- _ACTIVITY_:
The answer should consist of each line from the data below that includes "dotnet".

——————————

PR #6180, opened 2024-10-22
Support Hot Chocolate v14

tobias-tengler:
Hot Chocolate v14 was released last week: [NuGet](https://www.nuget.org/packages/HotChocolate.AspNetCore/14.0.0)

We attempted to update today, but noticed that the DataDog integration no longer worked.

This PR updates the Tracer auto-instrumentation to support Hot Chocolate v14.


vandonr:
Hello, thank you for the contribution ! We're gonna have a look at the code, but just to answer your questions about MacOS development:

> the solution won't properly load in any of my IDEs

did you try to open the full `sln` ? There is an `slnf` that's dedicated to macs, it's `Datadog.Trace.OSX.slnf`, that's the one you should use.

> I can't run the integration tests on my ARM-based MacBook

ARM-based macbook shouldn't be an issue. We have a little bit of doc [here](https://github.com/DataDog/dd-trace-dotnet/blob/master/tracer/README.MD#macos) about that, you should use `.[/tracer/]build.sh BuildAndRunOsxIntegrationTests`. Click the link for an example with useful parameters.

tracer/missing-nullability-files.csv
```diff
@@ -655,12 +655,15 @@ src/Datadog.Trace/ClrProfiler/AutoInstrumentation/Elasticsearch/V7/Elasticsearch
...
 src/Datadog.Trace/ClrProfiler/AutoInstrumentation/GraphQL/HotChocolate/ExecuteAsyncIntegrationExtraV13.cs
+src/Datadog.Trace/ClrProfiler/AutoInstrumentation/GraphQL/HotChocolate/ExecuteAsyncIntegrationExtraV14.cs
 src/Datadog.Trace/ClrProfiler/AutoInstrumentation/GraphQL/HotChocolate/ExecuteAsyncIntegrationV13.cs
+src/Datadog.Trace/ClrProfiler/AutoInstrumentation/GraphQL/HotChocolate/ExecuteAsyncIntegrationV14.cs
 src/Datadog.Trace/ClrProfiler/AutoInstrumentation/GraphQL/HotChocolate/HotChocolateCommon.cs
 src/Datadog.Trace/ClrProfiler/AutoInstrumentation/GraphQL/HotChocolate/IError.cs
 src/Datadog.Trace/ClrProfiler/AutoInstrumentation/GraphQL/HotChocolate/IExecutionResult.cs
 src/Datadog.Trace/ClrProfiler/AutoInstrumentation/GraphQL/HotChocolate/IOperationContext.cs
 src/Datadog.Trace/ClrProfiler/AutoInstrumentation/GraphQL/HotChocolate/IOperationContextV13.cs
+src/Datadog.Trace/ClrProfiler/AutoInstrumentation/GraphQL/HotChocolate/IOperationContextV14.cs
```
vandonr, line 666: I imagine you added those entries here because you got an error from our tools, but the better solution is to add `#nullable enable` at the top of those files, which will enable null-state analysis for safer code.

This csv files is supposed to only decrease in size as we add null-state analysis to more and more files.

tracer/src/Datadog.Trace/ClrProfiler/AutoInstrumentation/GraphQL/HotChocolate/ExecuteAsyncIntegrationExtraV14.cs
```diff
@@ -0,0 +1,47 @@
...
+    public class ExecuteAsyncIntegrationExtraV14
+    {
+        /// <summary>
+        /// OnMethodBegin callback
+        /// </summary>
+        /// <typeparam name="TTarget">Type of the target</typeparam>
+        /// <typeparam name="TOperationContext">Type of the first parameter</typeparam>
+        /// <param name="instance">Instance value, aka `this` of the instrumented method.</param>
+        /// <param name="operationContext">Operation context</param>
+        /// <returns>Calltarget state value</returns>
```
vandonr, line 35: those kind of "auto-generated" comments don't add value, and just make the codebase more verbose for no added benefit, it's better to add no comment in this case.
(same remark for other instances of this below)

tobias-tengler: Agreed. I just copied what was there in the old code, since I thought that was already according to your guidelines :) Removed it again.

tobias-tengler:
@vandonr Thanks for the feedback :) I was able to get the tests to run.
From my POV this PR should now be ready for proper review.

tobias-tengler:
@vandonr bump :)

bouwkast:
Hi @tobias-tengler 

Thanks for the contribution! Overall it looks really good
There are a couple of things to note:

- We can't merge PRs that are from forks due to some security/CI requirements that we have
- We also can't allow push access to `dd-trace-dotnet` outside of Datadog

So, what we can do though is cherry-pick your commits onto one of our own branches and make a PR on your behalf.
I've created a task for someone to pick this up to do that, so we'll follow up with that.

Sorry for these limitations, it is something that we are aware of and are attempting to improve.

tobias-tengler:
That's fine for me :) Can I assist in any way? For example by squashing my commits?

tobias-tengler:
@bouwkast Squashed everything into 26f35155e9ed567a7c060cdf49608be33b4b8950 :)

vandonr:
ok thanks, sorry to have kept you waiting like that, we don't get external contributions very often, we had to sync internally :)
I'll take care of cherry picking your commit on a branch of mine tomorrow !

——————————

- _SOLUTION_:
ARM-based macbook shouldn't be an issue. We have a little bit of doc [here](https://github.com/DataDog/dd-trace-dotnet/blob/master/tracer/README.MD#macos) about that, you should use `.[/tracer/]build.sh BuildAndRunOsxIntegrationTests`. Click the link for an example with useful parameters.
- We also can't allow push access to `dd-trace-dotnet` outside of Datadog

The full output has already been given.